The reply should return the data in full, exactly as written.

RECORDS PROVIDED =>
☆ ☆ ☆ ☆ ☆
PR #3279, opened 2023-09-07
Remove command 'java.edit.smartSemicolonDetectionUndo'

snjeza:
Fixes #3277

PR #3281, opened 2023-09-08
Fix JavaLSReady context

snjeza:
See https://github.com/redhat-developer/vscode-java/pull/3279#issuecomment-1710977474


rgrunber:
I'll probably merge this just after playing a bit to confirm it works as expected, but it makes sense. If a client command uses the `javaLSReady` context for activation, then setting it in `ServiceReady` makes a lot more sense.

PR #3291, opened 2023-09-13
Revert "Ignore the unsupported java versions when auto detecting the installed jdks"

rgrunber:
Reverts redhat-developer/vscode-java#3258


fbricon:
you also need to revert 6cc071a

rgrunber:
I was going to revert each one manually via Web UI, but I can just add the other on here.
☆ ☆ ☆ ☆ ☆
RESULT FOR THIS EXERCISE =>
PR #3279, opened 2023-09-07
Remove command 'java.edit.smartSemicolonDetectionUndo'

snjeza:
Fixes #3277

PR #3281, opened 2023-09-08
Fix JavaLSReady context

snjeza:
See https://github.com/redhat-developer/vscode-java/pull/3279#issuecomment-1710977474


rgrunber:
I'll probably merge this just after playing a bit to confirm it works as expected, but it makes sense. If a client command uses the `javaLSReady` context for activation, then setting it in `ServiceReady` makes a lot more sense.

PR #3291, opened 2023-09-13
Revert "Ignore the unsupported java versions when auto detecting the installed jdks"

rgrunber:
Reverts redhat-developer/vscode-java#3258


fbricon:
you also need to revert 6cc071a

rgrunber:
I was going to revert each one manually via Web UI, but I can just add the other on here.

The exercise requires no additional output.